Any faulty value that is written into the essential registers must be reliably detected as faulty. In the first version of the instruction retry mechanism (BIRM), all values that are written to the essential registers are checked before they are actually taken over into the registers. The values are checked by a comparator which compares the signals of the master with those of the checker in each clock cycle (FIG. 2). In FIG. 2, the comparator in each case compares signal a with a′, b with b′, c with c′, . . . (the comparisons occurring in parallel). If at least one pair of associated signals do not match, then the comparator already triggers the instruction retry trap in the same clock cycle. This has the result that the faulty values are not written to the essential registers and that the faulty instruction is repeated.

The diagram in Table 1 shows the function of the basic instruction retry mechanism (BIRM) with the aid of an example. The diagram shows (under Instructions) in which pipeline stage a particular instruction is found during a particular clock cycle.

TABLE 1Exemplary Sequence of the BIRM embedded image

Legend:

IF Instruction Fetch

DEC Decode

EX Execute

RTR Return from Trap Routine

Stop by Tr (Trap) If a synchronous trap is activated no new values are written to registers/buffers

It is assumed that a transient error occurs at any stage of the instruction F (cycle 5-7).
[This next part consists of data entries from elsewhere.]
PR #1379, opened 2026-06-25
feat: Complete SPARQL property-path support (ZeroOrOne, negated sets, composite & inverse transitive)

bplatz:
Rounds out the final SPARQL 1.1 property-path forms that were not yet covered, so the full W3C property-path grammar now evaluates in the engine instead of returning HTTP 400. Wired in both the SPARQL and JSON-LD (`@path`) lowering paths, which share the same IR and traversal operator.

## What's now supported

- **`p?` (ZeroOrOne)** — at top level and as a sequence step (`p?/q`, `^p?/q`). New `PathModifier::ZeroOrOne`; the traversal operator short-circuits to the node itself plus a single hop.
- **Negated property sets** — `!p`, `!(a|b)`, `!(^p)`, and mixed. Lowered to a fresh predicate-variable triple plus a `FILTER` excluding the listed predicates, unioning forward and inverse directions as needed.
- **Nested modifiers** — `((p)*)*`, `(p+)?`, `(p?)?`, … collapse algebraically to a single modifier.
- **Transitive over a composite sub-path** — `(a/b)+`, `(a/b)*`, `(a/b)?`. Each hop follows the whole sub-path. Steps may be alternations of simple predicates and may be inverse (`(^a/b)+`, `(a/^b)+`, `(^(a|b)/c)+`).
- **Parenthesized inverse-transitive** — `(^p)+`, `(^p)*`, `(^p)?` (and the JSON-LD array form), via the identity `(^X)+ ≡ ^(X+)`.

The one remaining grammar corner — a *nested transitive* step inside a composite unit (`(a+/b)+`) — is intentionally rejected and guarded by a negative test. It is not exercised by any W3C conformance test.

## Implementation notes

- `PropertyPathPattern` gained direction-aware composite steps (`PathStep { predicates, inverse }` + `first_inverse`); the traversal operator's `read_step` maps step direction to a SPOT or POST read (and the opposite index when retreating for backward traversal). Single-predicate count fast paths bail on composite, so hot paths are untouched.
- Negated-set filtering reuses the predicate-variable `FILTER(?p != IRI(...))` comparison, matching how a hand-written filter lowers.
- The both-unbound composite closure is correct but unoptimized (per-start BFS, no shared adjacency map) — noted in code for a future pass.

## Tests & docs

- New SPARQL and JSON-LD parity tests for every form above (forward, backward, both-unbound, and reachability modes), mirroring the relevant W3C `property-path` / `nps_*` cases.
- Updated `docs/query/sparql.md`, `docs/query/jsonld-query.md`, `docs/query/graph-crawl.md`, and `docs/reference/compatibility.md`; corrected stale Rules text that predated this work.

CI: clippy (all features, all targets) + nextest (workspace, all features).


fluree-db-query/src/property_path.rs
```diff
@@ -329,6 +414,41 @@ impl PropertyPathOperator {
...
+                PathModifier::ZeroOrMore | PathModifier::ZeroOrOne
+            ) {
+                for node in self.composite_domain_nodes(ctx).await? {
+                    if !start_set.contains(&node) {
+                        out.push((node.clone(), node));
+                    }
+                }
+            }
+            return Ok(out);
+        }
```
aaj3f, line 609: In the "both-unbound composite closure" scenario of `?s (a/b)+ ?o`, we would run a separate full `traverse_forward` BFS from every start candidate, and every hop of every BFS issues fresh DB index reads via `read_step`. In the code for simple closures (lines 452-543), by contrast, we read each predicate once via PSOT and store in an in-memory adjacency map, then the BFSs run with zero further db calls. The composite branch code builds no such map, so total index reads scale in rough proportion to `start_candidates × closure_size × steps`. 

Also as there's no shared visited/cost budget across the per-start loop, the only cap is each `traverse_forward`'s `max_visited` (10k), so the aggregate work is only capped by `starts × 10k`.

It's a bit of a scalability cliff for the new capability. Whether now or later, perhaps something like a step-wise adjacency map (read each step's edges once via PSOT, compose in memory) and then BFS purely in-memory like the simple path. Or, at minimum, maybe thread a shared visited/budget counter across the per-start loop

fluree-db-query/src/property_path.rs
```diff
@@ -139,57 +139,116 @@ impl PropertyPathOperator {
...
+                    };
+                    if let Some(n) = next {
+                        if seen.insert(n.clone()) {
+                            out.push(n);
+                        }
+                    }
+                }
             }
         }
         Ok(out)
```
aaj3f, line 330: It seems here that `read_step` unconditionally allocates a `HashSet<Sid>` (line 208) and inserts every result to dedup, but does so on every hop, even on ordinary single-predicate `p+`/`p*` traversal, which previously pushed straight to the `Vec` with no per-hop set. For the simple BFS case the dedup is redundant with the operator's outer `visited` set, so it is pure added work (one alloc + N inserts per hop) on the correlated/bound-endpoint traversal path.

I don't think the impact of this is that huge... it's reduced by the per-hop `range_with_overlay` index read. But the PR does mention "hot paths untouched" (which is true for the `COUNT` fast-paths which bail via `single_predicate()==None`), but this is possibly not true for the operator's own per-hop work, which did change. 

In any event, I'd suggest maybe--for the simple single-step single-node case--we skip the `HashSet` (let the BFS `visited` dedup), or gate the dedup on something like `preds.len() > 1 || nodes.len() > 1`

aaj3f (approved):
This is nice work, @bplatz , and I'm glad to have it. Two performance-related notes below. They're not regressions of pre-existing queries, as they relate only to net-new capabilities made possible by this PR, but still likely worth addressing here or in follow-up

In clock cycle 7 at the latest, this error is detected by the comparator, instruction F is prevented from writing its results, and the InstructionRetryTrap is triggered. The InstructionRetryTrap is an empty trap and is thus only made up of the “return from trap routine” (RTR) instruction. In cycle 10, the RTR instruction has already reached the execute stage, which results in a renewed fetching of the previously faulty instruction F in clock cycle 11. At the beginning of clock cycle 14, the instruction F was repeated entirely and it wrote its correct results.

The disadvantage of the basic IRM (BIRM) is that the comparator in many architectures will lie in the time-critical path since the new values can only be taken over into a register if they have already been compared. The computation of new data by the ALU, the comparison of the data of the master and the checker and the triggering of the trap mechanism must thus all occur in the same clock cycle (the potentially critical path is shown in FIG. 2).
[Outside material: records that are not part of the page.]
PR #1383, opened 2026-06-26
fix: Body-ledger @annotation reification + update-clause annotation minting

bplatz:
## Summary

Fixes silent `@annotation` data-model corruption and unblocks minting annotations through update transactions. Three related issues, surfaced from a body-ledger bug report and a follow-on audit:

1. **Body-ledger annotation drop (reported bug).** Supplying the target ledger in the request **body** instead of the URL path silently dropped `@annotation` reification — the annotation expanded into a dangling literal predicate with no reification bundle and no error. The annotation-lowering pass had its own envelope detector (`is_envelope`) that only tolerated `@context`/`@graph`/`opts`, so a stray top-level `ledger` key made it misclassify the envelope as a data node and skip `@graph`.

2. **Reserved-key drift.** Four independent stages each hard-coded their own notion of "reserved top-level transactor key" and had diverged. Consolidated into a single canonical `RESERVED_TXN_KEYS` / `CLAUSE_KEYS` in `parse/mod.rs`, sourced by all four sites, with unit sync-guards that fail if any detector drifts. This also fixed a latent single-object-form leak (a body-form `ledger` leaking as a stray predicate).

3. **Update-clause annotations no-opped.** Inline `@annotation` in an UPDATE `insert` clause silently dropped the *entire* clause: synthesized `f:reifies*` sibling nodes were flushed onto the top-level wrapper, rewrapping `{where, insert, …}` into `{@graph: […]}` so `parse_update` then found no clauses. Fixed by scoping sibling attachment per clause.

## Changes

- `parse/mod.rs` — canonical `RESERVED_TXN_KEYS` / `CLAUSE_KEYS`.
- `parse/jsonld.rs` — `strip_opts_for_expansion` strips the full reserved set (fixes single-object leak).
- `parse/edge_annotations.rs` — `is_envelope` / `is_transaction_wrapper` source the shared set; `attach_siblings` scopes synthesized siblings per clause and lifts reserved keys out of the rewrapped node.
- Docs: worked update-mint example (concepts) + per-clause sibling invariant (design).

## Coverage

An audit of the annotation surface (operation × surface × value-type × identity × cardinality) found **no functional holes** in the JSON-LD add/update/delete lifecycle. New tests pin the high-value, previously-unpinned capabilities:

- body-ledger annotation: envelope + single-object forms (no stray routing-key predicate)
- update insert clause: constant, WHERE-bound, anonymous, explicit-`@id`, parallel, literal/typed
- editing an **anonymous** annotation's metadata via inline `@annotation` WHERE binding
- selector delete of an anonymous annotation
- unit sync-guards for the reserved-key set

## Scope boundaries (pre-existing, unchanged)

- Inline named-graph annotation **queries** remain outside the read-side correctness envelope (the write works).
- SPARQL UPDATE annotations are default-graph only; `@reifies` minting is deferred; `upsert` is not a `parse_update` clause.

## Validation

`fluree-db-transact` (263) · `grp_misc` edge annotations (78) · `grp_transact` (159) · `grp_query_sparql` (233) all green. Clippy clean on changed targets; `cargo fmt --all` applied.


fluree-db-transact/src/parse/jsonld.rs
aaj3f, line 920: This is more of a question than a suggestion. Since this strip runs on the raw JSON before expansion, if a single-object insert has `@context` and maps one of those bare to-strip names to a real predicate IRI, I think maybe that predicate is now stripped w/ no warning/error. I think this would be a very rare occurrence window, and it's consistent with keeping them as "reserved keys", but it may still produce end-user surprising results when it occurs. Not sure if the solution is to avoid stripping keys present in such a `@context` or to more forcefully error earlier to prevent users from using "reserved keys" as `@context` terms in such a way that this could even be possible

aaj3f (approved):
This looks great @bplatz (and reminds me of `@annotation` generally which I'd kind of forgotten about but would like to use more). One very small but non-blocking nit/question below

fluree-db-transact/src/parse/jsonld.rs
bplatz: Addressed in 1fd1accf5a493bddcb8c01ade75e92fff49a05b1

PR #1386, opened 2026-06-27
fix: consistent xsd:decimal/xsd:integer datatype across index and novelty (#1329)

### LINKED ISSUE #1329: Inconsistent JSON-LD rendering of xsd:decimal values: empty @type from arena decode vs plain string from flake path
## Problem

The same `xsd:decimal` value renders differently in query results depending on which internal path served it:

- Arena-decoded (binary index / NumBig): `{"@value": "19.99", "@type": ""}` — note the **empty `@type`**
- Raw-flake-served (novelty raw-merge path): plain `"19.99"` string

Observed while writing the overlay differential test `it_join_batched_overlay.rs::batched_join_decimal_novelty`, where the same query returns mixed forms when part of the data is in the index and part in novelty. The test works around it by comparing extracted `@value`s instead of exact JSON (see the `decimal_values` helper and the comment marking this as a pre-existing formatter discrepancy).

Repro shape: index a typed decimal, commit another via novelty, `SELECT` both — the indexed one comes back as an object with an empty `@type`, the novelty one as a bare string.

## Expected

One canonical rendering for `xsd:decimal` regardless of serving path — and in no case an empty `@type` string, which is malformed JSON-LD.

Likely area: the formatter's handling of `NUM_BIG_OVERFLOW`-decoded values fails to map the o_type back to the `xsd:decimal` datatype IRI (hence `@type: ""`), while the flake path drops the type annotation entirely.

bplatz:
## Summary

Fixes #1329: an `xsd:decimal` served from the binary index rendered with an empty `@type` (`{"@value":"19.99","@type":""}`) while the same value in novelty rendered as a bare string. Also fixes a sibling mislabel where indexed `> i64` integers came back as `xsd:decimal`.

## Root cause

`OType::NUM_BIG_OVERFLOW` names no single datatype from `o_type` alone — its arena holds **both** overflow `xsd:integer` (BigInt) **and** `xsd:decimal` (BigDecimal). So `resolve_datatype_sid(o_type)` returns `None`, and every flake/binding builder fell back to `Sid::new(0, "")` → empty `@type`. Novelty copies still carry `o_type = XSD_DECIMAL`, so they resolved correctly — hence the index-vs-novelty asymmetry.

In the second version of the instruction retry mechanism (IIRM), the following strategy was chosen in order to shorten the time-critical path (FIG. 3). The signals to be compared are first stored temporarily in a register and are only compared in the subsequent clock cycle. Thus in the case of the IIRM, the critical path of the BIRM is divided into two shorter parts. Therefore, a whole clock cycle is available for comparing the signals between master and checker and for triggering the trap since the comparator and the CPUs are now able to work in parallel. Of course, with this method an error is detected only when faulty values have already been taken over into the registers. To meet this problem, the essential registers in the IIRM are equipped with rollback capability. If an error is detected, then the registers are first rolled back to a valid state (one clock cycle) and subsequently the instruction retry trap is triggered (FIG. 3). The “1-cycle delay” component delays the triggering of the instruction retry trap by one clock cycle and thus ensures that the instruction retry trap is only triggered when the essential registers have already been rolled back.

FIG. 4 shows how a single register can be equipped with rollback capability (registers PC 2 and PSW in FIG. 3 being rollback-capable registers). A rollback-capable register is made up of a permanent register, a buffer, a valid bit and a control logic. New data are not written directly into the permanent register, but are first stored in a buffer. If at the time of storing the data the rollback signal is inactive (rb=1; rb is low-active), then the buffer content is marked as valid using a valid bit (vb=1). If at the beginning of the following clock cycle the rollback signal is still inactive (that is, no rollback is to occur), then the content of the buffer is transferred to the permanent register (ce=1; if clock enable is active, the register takes over the applied value with the next clock cycle edge). On the other hand, if the rollback signal is active (rb=0; rollback is to occur), then the permanent register keeps its old value (ce=0; if clock enable is inactive, the register keeps its current value), and the buffer content is marked as invalid using the valid bit (vb=0). A buffer content marked as invalid (vb=0) is never taken over into the permanent register. In a read access, the buffer content (do=bv) is returned in the case of a buffer marked as valid (vb=1), while the content of the permanent register (do=pv) is returned in the case of a buffer marked as invalid (vb=0). The entire behavior of the rollback-capable register is controlled by the control unit (the behavior of the control unit being specified by the truth table in FIG. 4).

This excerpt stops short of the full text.